• [What is being asked]
Below are the records; count how many of their lines carry "height" and give only the number.

Saved data entries
------------------------------------------------------------
PR #9230, opened 2026-07-22
chore(tools): delete the never-wired single-test wrapper

KamilDev:
## Problem

`tools/test-file.js` has no caller. `package.json` has no `bin` field, no script references it, and no workflow or doc invokes it. The documented `npm run test:file` is an independent script (`cross-env TZ='Europe/Berlin' ng test --watch=false --include`) that never went through the wrapper.

Being unreachable is also why two defects in it went unnoticed:

1. It interpolated the file path into a `shell: true` `execSync` string — the same command-injection shape `tools/check-file.js` had before #9132.
2. It hardcoded `./node_modules/.bin/` paths, so on Windows it died before running any test:

```
🧪 Running tests for some.spec.ts...
❌ Test failures:
'.' is not recognized as an internal or external command,
operable program or batch file.
```

I offered this as a follow-up on #9132, assuming the fix was to port that PR's `execFileSync(process.execPath, [jsEntry, ...])` approach over. Checking first showed the file is unreachable, and that [`docs/non-sync-code-simplification-audit.md`](https://github.com/super-productivity/super-productivity/blob/master/docs/non-sync-code-simplification-audit.md) already covers it as **C06-009 — Delete the never-wired single-test wrapper** (safety: confirm, maintainability: confirm, consensus: confirm), so hardening it would mean maintaining a script nothing calls.

## Solution

Delete `tools/test-file.js`. Both defects go with it, and no supported command changes.

This follows C06-009's authoritative scope verbatim: delete this file only, with no replacement and no edit to `package.json` or the documented `npm run test:file` command. The audit entry's status line is left untouched — no prior commit has flipped a status in that document, so the convention there is to keep it as the decision record rather than a progress tracker.

## Type of Change

- [x] Other (dead-code removal)

## Verification

Per C06-009's required verification:

- Repeated the exact path, basename, `import`/`require`, `bin`, script, workflow, and documentation searches: the only remaining mentions of `test-file.js` are the two lines in the audit document itself.
- Ran `npm run test:file src/app/util/check-key-combo.spec.ts` after the deletion — `TOTAL: 8 SUCCESS`.
- `package.json` and contributor documentation are unchanged (the diff is one deleted file).
- `npm run lint && npm run test` pass (the pre-push hook); the remaining lint warnings are the pre-existing grandfathered `max-lines` ones on `master`.

## Checklist

- [x] I have included relevant changes to the documentation/wiki — n/a, no documented command changes
- [x] I have run `npm run checkFile` on changed `.ts`/`.scss` files — n/a, no `.ts`/`.scss` files changed
- [x] I have added tests for my changes (if applicable) — n/a, deletion only


johannesjo:
Thank you very much! <3

Issue #5175, opened 2025-09-25
💡 Add AND/OR toggle for Board > Create/Edit > Panel > Tags (both Required and Excluded)


nightgolfer:
### Problem Statement

When setting up filtering for Board Panels, both ```Required Tags``` and ```Excluded Tags``` assume 'AND', with no way to select 'OR'.

**Scenario**:
- I wish to create a board with two columns. 
- On the left, I want all Tasks with tags #x and #y that are currently Undone and Scheduled. 
- On the right, I want all Tasks with tags #x and #y that are currently Undone and Unscheduled.
- In my scenario, #x and #y are never assigned to the same Task, but they are related and relevant to eachother.
- Because the ```Required Tags``` filter uses 'AND' logic, my Board will always be empty.

### Possible Solution

Add a toggle to both the ```Required Tags``` and ```Excluded Tags``` Panel sections, allowing the user to select whether the selected tags should _all_ be present in the shown tasks, or if only _one (or more)_ of the tags need to be present, e.g. "AND / OR". To stick to the current functionality, "AND" should be selected as default.

<img width="399" height="812" alt="Image" src="https://github.com/user-attachments/assets/b773be19-7a4d-4941-a8a8-c377e2948578" />

### Describe alternatives you've considered

A more minimalist alternative could be a toggle for "ALL", or the slightly less clean "REQUIRE ALL":

<img width="399" height="812" alt="Image" src="https://github.com/user-attachments/assets/e981982e-b9b9-451b-9b29-f99fd562c83b" />

PR #9233, opened 2026-07-22
feat(task-view-customizer): support excluding tags and multiple terms in the tag filter

baflo:
The tag filter accepted a single include term only. It now splits the input on commas and supports a ! prefix to exclude: 'work, !waiting' shows tasks carrying a work-tag and no waiting-tag; '!private' alone hides everything tagged private (untagged tasks pass). Include terms are ANDed; each term matches tags by case-insensitive substring as before, with a term matching several tags matching any of them. Unchanged: empty input, the Not-specified preset, and the empty result for an include term matching no tag. A mat-hint under the filter input documents the syntax.

## Type of Change

- [ ] Bug fix
- [x] New feature
- [ ] Breaking change
- [ ] Refactoring
- [ ] Documentation
- [ ] Other (please describe)

## Checklist


johannesjo (changes requested):
Thanks for this — the implementation is clean, and I want to lead with the part I'd like to keep.

**There is a real bug fix buried in here.** The old code was `_allTags.find(...)` — the *first* tag in sidebar tree order whose title contains the needle. With tags `Work` and `Homework`, typing `work` silently showed only one of them's tasks. Your `filter(...)` + any-of matching fixes that, and your spec `should match any of several tags matching one term` is a genuine regression test for it: I reverted the implementation to `matchingTags[0]` and that spec goes red. **That fix stands alone as a ~3-line change and I'd merge it on its own.**

The `,` / `!` grammar around it is what I'd like to hold. Details below.

---

## Verification I ran

- `npm run test:file` on the customizer spec: **58/58 pass**. `prettier --check` clean on all 5 files. CI 17/17 green.
- I sabotage-tested the six new specs — they are **not vacuous**:

| mutation applied to `_filterByTagTerms` | result |
| --- | --- |
| include `every` → `some` (AND becomes OR) | 1 FAILED |
| drop the exclusion line (`:617`) | 4 FAILED |
| `matchingTags` → `matchingTags[0]` (old `find` semantics) | 1 FAILED |
| drop the `.trim()` after `slice(1)` (`:601`) | 1 FAILED |
| remove `if (!matchingTags.length) return []` (`:610`) | **58 SUCCESS** |

That last row is a small note: line 610 is behaviour-neutral. Pushing an empty include `Set` already makes `.some()` false for every task, so the function returns `[]` either way. Harmless short-circuit, just not load-bearing.

- Also verified the good news on blast radius: the filter value is `FilterOption.preset`, persisted **localStorage-only** (`LS.TASK_VIEW_CUSTOMIZER_BY_CONTEXT`), with no second consumer anywhere — not synced, not exported, no plugin/REST surface. So nothing here is hard to undo.

## Blocking

### 1. `!` already means "deadline" in this app

`src/app/features/tasks/short-syntax.ts:32` — `const CH_DEADLINE = '!'`, documented in the wiki as `Task @monday !friday` ([3.04-Short-Syntax](https://github.com/super-productivity/super-productivity/blob/master/docs/wiki/3.04-Short-Syntax.md)). `#` is the tag sigil, `+` project, `@` due.

Giving `!` a second, unrelated meaning (NOT) in another text input teaches two meanings for one character. If a sigil ships here, `-` is the near-universal convention for exclusion in a filter box (GitHub, Gmail) and doesn't collide.

### 2. Persisted filter values are silently reinterpreted, and there's no escape hatch

The preset is restored verbatim per work context (`task-view-customizer.service.ts:98-100`, `:116`, `:197`), so on upgrade every saved value is re-parsed under the new grammar:

- a saved `!Urgent` flips from *show tasks tagged `!Urgent`* to *hide tasks tagged `Urgent`* — a silent inversion;
- a tag title containing a comma becomes unreachable through this filter entirely.

Tag titles are free text (the settings form only requires non-empty), and imports/plugins can create arbitrary ones. Impact is bounded — localStorage, the user can retype — but it's silent, and there's no quoting to recover from it.

### 3. `!today` silently excludes nothing

`_allTags` is `tagsInTreeOrder`, which includes `TODAY_TAG` (the reducer inserts it — `tag.reducer.ts:190`). But `TODAY` is virtual: membership comes from `dueDay`/`dueWithTime` and **never** from `task.tagIds` ([ARCHITECTURE-DECISIONS.md](https://github.com/super-productivity/super-productivity/blob/master/ARCHITECTURE-DECISIONS.md) Decision #2).

So `work, !today` matches `TODAY_TAG`, then excludes nothing, and quietly returns today's tasks too. This is the asymmetry that worries me most about the design in general: **an include term that matches nothing returns an obviously-empty list, but an exclude term that matches nothing silently returns the wrong list.** A typo like `!waitng` shows you exactly the tasks you asked to hide.

The service already has a TODAY-free helper — `_tagsInSidebarOrder()` at `:466`.

## Should fix

### 4. The input never shows the stored value back — pre-existing, but this PR makes it matter

`task-view-customizer-panel.component.html:254`:

```html
customizerService.selectedFilter().preset === OPTIONS.filter.types.tag
```

That compares the *value* to the literal string `'tag'`; `.type ===` was clearly intended (same bug on the project input at `:280`, both from `5bcfa5e6bb`). So on first render the binding is `''` unless the user literally typed "tag" — after a reload the tag filter is active but the box is blank.

With a single substring that's merely confusing. With a compound `work, !waiting` the user can neither read back nor edit their active query. If the syntax ships, this one-character fix should ship with it.

### 5. Operator-only input is an active match-all filter

`,,,` or `!` alone produce zero effective terms, so every task passes — while `isCustomized` is still true and the view stays on the customized path. Worth resetting to the default filter, or defining and testing it as empty input.

### 6. The hint doesn't mention the AND

`Comma-separate terms, prefix ! to exclude` doesn't tell the user that `work, home` *hides* tasks carrying only one of the two. That's the least guessable part of the semantics.

## The bigger question: does the grammar earn its place?

Per [AGENTS.md](https://github.com/super-productivity/super-productivity/blob/master/CLAUDE.md), the first question on a new feature is whether it should exist. The Problem/Solution sections are empty and there's no linked issue — I searched open and closed issues and found no request for multi-term or negated tag filtering in the work view.

What I did find is that **the app already models this concept properly, elsewhere**: Board panels have `includedTagIds` / `excludedTagIds` plus `includedTagsMatch` / `excludedTagsMatch: 'all' | 'any'` (`boards.model.ts:22-28`), driven by a real tag picker (`boards-form.const.ts:59-107`). Open issue #5175 asks for AND/OR toggles on exactly that.

So this PR introduces a *second, weaker* vocabulary for a concept the app already expresses precisely: substrings instead of tag IDs, AND-only includes, any-match excludes, no OR, no escaping. The long-term cost is two divergent grammars plus the follow-up requests that always come (OR, quoting, grouping) — a filter box slowly becoming a query language, and a permanent hint line explaining it.

## What I'd suggest

1. Split out the `find` → `filter` fix (finding above the fold) and land it on its own — it's a real bug and it's already covered by your spec.
2. For the exclusion feature, open an issue describing the workflow so demand can be gauged. If the real need is "hide one tag", a single explicit exclusion affordance would be much cheaper than comma-composition.
3. If the grammar does land: `-` instead of `!`, match against `_tagsInSidebarOrder()` so `TODAY` can't be addressed, fix the `:254` binding, and say "require all" in the hint.

Happy to be overruled on the scope call — that one's @johannesjo's. The code itself is good work.

PR #9235, opened 2026-07-22
feat: move to bottom

### LINKED ISSUE #6650: 💡 Move to bottom quick action
### Problem Statement

As I work on things throughout the day, I frequently find that I'll need to come back to something -- maybe I need feedback on something, maybe I need to wait for a process to complete -- and it would be really useful to have a "Move to bottom" right underneath "Move to top" 

### Possible Solution

Right underneath the current `⬆️ Move to top` button, add a `⬇️ Move to bottom` button. It should be visible / hidden with the same conditions. It should use similar logic to move the selected task to the bottom of the current view.

Drag and scroll and drag and scroll, and scroll back to the top. Several times per day.

### Additional context

I can absolutely do this myself if I can find the time, just jotting it down here for later.

calvin-fisher:
closes #6650

## Problem

As I work on things throughout the day, I frequently find that I'll need to come back to something -- maybe I need feedback on something, maybe I need to wait for a process to complete -- and it would be really useful to have a "Move to bottom" right underneath "Move to top" for the same reasons that having a quick "Move to top" is useful.

## Solution

Added a `⬇️ Move to bottom` button right underneath the current `⬆️ Move to top` button. It is visible / hidden with the same conditions. It uses similar logic to move the selected task to the bottom of the current view.

I also added a couple simple tests on both buttons to assert basic moving behavior and subtask invisibility.

## Type of Change

- [ ] Bug fix
- [x] New feature
- [ ] Breaking change
- [ ] Refactoring
- [ ] Documentation
- [ ] Other (please describe)

## Checklist


calvin-fisher:
Is any additional testing required on this one? Automated testing covers the likely failure cases. Manual testing covered tasks with different projects, dragging and moving in and out of being a subtask. Ordering on today / project views, and ordering is disabled for tag view and subtasks, as expected. Seems clean and straighforward.

src/app/features/tasks/task-context-menu/task-context-menu-inner/task-context-menu-inner.component.ts
```diff
@@ -506,6 +506,10 @@ export class TaskContextMenuInnerComponent implements AfterViewInit, OnDestroy {
     this._taskService.moveToTop(this.task.id, this.task.parentId, false);
   }
 
+  moveToBottom(): void {
+    this._taskService.moveToBottom(this.task.id, this.task.parentId, false);
```
johannesjo, line 510: **Important:** This always passes `false`, although the component already detects whether the menu is inside `.backlog` as `this.isBacklog`.

Reproduction on the PR preview:
1. Enable a project backlog and add two backlog tasks.
2. Open the top backlog task's context menu and choose **Move to bottom**.
3. The order does not change. The runtime log shows `[WorkContextMeta] Move Task To Bottom in Today`, so the regular-list action is dispatched instead of the backlog action.

`TaskService.moveToBottom()` only updates `backlogTaskIds` when its third argument is `true`. The smallest fix is to pass `this.isBacklog` here and add a regression test for this context. The adjacent `moveToTop()` has the same hard-coded argument, so it is worth correcting both while this path is being covered.

johannesjo (commented):
I think this action is worth adding. It forms a natural pair with **Move to top**, exposes an already-existing capability/default shortcut, and avoids adding a setting or new data/model surface. I also checked the deployed preview at desktop and 390×844; the context menu remains usable.

I found one behavior that should be fixed before merging; see the inline comment. I reproduced it in the deployed preview with two tasks in an enabled project backlog, and the runtime action log confirms the wrong ordering path is selected.

Please also tighten the tests around the actual menu interaction/backlog case. The current tests assert the hard-coded `false`, so they preserve the bug, and the large synthetic fixture does not exercise list movement. The unrelated removal in `lww-projectid-convergence.integration.spec.ts` should be reverted.

All current CI checks are green. With the backlog handling corrected and covered, the UX premise and overall implementation approach look sound.

src/app/features/tasks/task-context-menu/task-context-menu-inner/task-context-menu-inner.component.ts
calvin-fisher: The `moveToTop` line is unedited since https://github.com/super-productivity/super-productivity/commit/4d9c7d1fd2df73d36449ede8a551c4e9f98ef28b and I just copied the existing behavior.

But I can take a look at improving it while adding this. I've never used the backlog view in a project so I'll have to learn what it's about first.

johannesjo (commented):
I re-reviewed the current `010f02b` head, including two independent static-review passes. The feature premise and the reuse of the existing ordering service are sound, and all current required checks are green. Two behaviors still need correction before merge:

1. **Backlog ordering** — `task-context-menu-inner.component.ts:510` always passes `false`. In a project backlog, `TaskService.moveToBottom()` therefore dispatches the regular-list action against `project.taskIds`; the backlog-only task is absent there, so `arrayMoveToEnd()` returns the list unchanged. Pass `this.isBacklog` and cover the backlog context.

2. **Section ordering** — the same call updates only project/tag `taskIds`. For a task displayed inside a section, `section.taskIds` is authoritative, and the section reducer does not handle this action, so **Move to bottom** leaves the visible section order unchanged. Route this case through the existing single-op section placement path (or another solution that updates the authoritative section order atomically) and add a focused regression test.

Regarding the linked reply: it is fair that the adjacent `moveToTop()` line predates this PR. I would not make repairing that pre-existing behavior the blocker here. The new `moveToBottom()` action still must not copy the same context bug; fixing both while the context plumbing is touched would be welcome but is not required for the existing action.

The added test block currently creates no ordered list/section state (and the stated three-parent fixture defines only two), so the “already at top/bottom” cases only verify spy calls and cannot catch either failure above. Please replace or tighten those cases around regular, backlog, and section contexts. The wiki sentence should also describe an **unfinished top-level task** in the **current list**, which matches the actual visibility and includes backlog/section contexts.

Finally, please revert the unrelated removal in `lww-projectid-convergence.integration.spec.ts` so this feature diff stays scoped.

calvin-fisher:
@johannesjo sorry I only get around to checking this infrequently! It looks like you took care of this one already? 
https://github.com/super-productivity/super-productivity/issues/6650

If so, it looks like I can close this PR?

I have a minor UI improvement I was about to add separately here:
https://github.com/super-productivity/super-productivity/pull/9555

johannesjo:
Yes — you're right, and thanks for checking back.

#6650 was closed by #9469, which shipped **Move to bottom** along with the `isBacklog` fix we discussed in this thread (it corrected the pre-existing `moveToTop()` call site too, so backlog moves are no longer a silent no-op), extended both entries to subtasks, added the keyboard-shortcut hints in the menu, and is covered by `e2e/tests/task-basic/subtask-move-top-bottom.spec.ts` including a backlog context-menu case. It's released in v18.18.0.

So there's nothing left to merge here — this branch would now conflict in the wiki and produce a duplicate `moveToBottom()` member. Closing as superseded.

Sorry for landing it separately while your PR was open — that's on me. Thank you for filing #6650 and for the implementation work; it's what got this prioritized. Looking forward to #9555.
------------------------------------------------------------
• [Solution to the problem]
2